Однажды прибыл Парсифаль в замок Короля-рыбака. Ко­роль лежал разбитый параличом, все королевство было в упад­ке, женщины не рожали, деревья не плодоносили, коровы не доились: бесплодие поразило страну. Сидя в трапезной, Парсифаль увидел процессию, впереди которой шла женщина с дико­винным сосудом в руках; процессия двигалась через зал, ухо­дила и возвращалась снова, и так повторялось несколько раз... Парсифаль ни о чем не спросил — вся атмосфера замка каза­лась ему достаточно необычной, в самом его воздухе носилось что-то неясное, невыраженное. Утром он заметил, что замок пуст. Он решил, что все ушли на охоту, сел на коня и поскакал следом. В чаще леса он наткнулся на молодую женщину, дер­жавшую на коленях мертвое тело возлюбленного. Тогда он спросил: «Что происходит в этом замке?» — «Ты видел процес­сию?»— сказала она в ответ.— «Да».— «С женщиной, что шла впереди и несла необычный сосуд?» — «Да.» — «А ты спро­сил?»— И Парсифаль ответил: «Нет, не спросил.» — «Ты не спросил — и вот из-за твоего безразличия, из-за твоего рокового не любопытства женщины не могут родить, деревья не плодоно­сят, коровы не дают молока, а король лежит в параличе. Ты не спросил».

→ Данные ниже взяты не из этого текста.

Issue #954, opened 2021-02-10
Empty or truncated servlet http response on async request  


nobo728x:
servlet http reponse is empty or truncated

## Description
The bug is in org.zalando.logbook.servlet.LogbookFilter that assumes that if request.getDispatcherType() == ASYNC implies request.isAsyncStarted() but it's not the case, because the code after the filter (graphql servlet in my case) can start the async context and because of this the reponse is never flushed.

Думаю, что когда мы спрашиваем — а может быть, только один важнейший вопрос (впрочем, разве всегда не один лишь вопрос существует по-настоящему?)—очень легко кончить бе­зумием. Нас могут посчитать сумасшедшими, как это случи­лось с Кордианом в нашем спектакле. А может быть, мы и в самом деле будем безумцами, что тоже произошло с Кордиа­ном, несмотря на всю возвышенность его поведения. Но «не ставить вопросов» — это роль ничтожного Доктора. И тогда наша жизнь изничтожится шаг за шагом, и навяжется ей бог знает откуда какая-то «линия», ничего общего с нашими идеа­лами и с нашими стремлениями не имеющая, и сами мы ста­нем страдать, и молчать, и терпеть, и будем мы одиноки... Вот почему, кажется мне, не следует повторять этой ошибки — ошибки Парсифаля.

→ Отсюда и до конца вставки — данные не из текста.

PR #992, opened 2021-04-01
fix: README PathFilter based on property name typo

brnhrdt:
Only a small typo fix for PathFilter description in the LogbookAutoconfig section


fatroom:
Thanks for catching. Seems that PathFilter was copied from headers filters. Looking on source code here would you mind to fix this reference as well? https://github.com/zalando/logbook/blob/51b8abc3ce465a6959aa122895ca22624d0c0532/logbook-api/src/main/java/org/zalando/logbook/PathFilter.java#L18 (should be path instead of headers)

brnhrdt:
It's fixed. Thanks guys for the great work making logbook! I'm happy I could contribute a tiny bit :)

fatroom:
👍

whiskeysierra:
Thanks for your contribution! 📣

* Настоящая работа Ежи Гротовского представляет собой просмотренный и уточненный автором текст доклада, прочитанного на конференции в Париже, состоявшейся 15 октября 1968 года в парижской секции Польской Академии паук. Авторизованный перевод и публикация Н. 3. Башинлжягян.

1 Прим. редактора.

2 «Planete» — авангардистский журнал, издающийся в Париже.

3 Пьеса Ст. Выспянского.

4 Имеется в виду драматическая версия «Стойкого прйнца>, написанная по мотивам пьесы П. Кальдерона польским драматургом-романтиком Ю. Словацким.

5 Имеются в виду культуры областей древнейших заселений, откуда могут черпаться заимствования для современного искусства.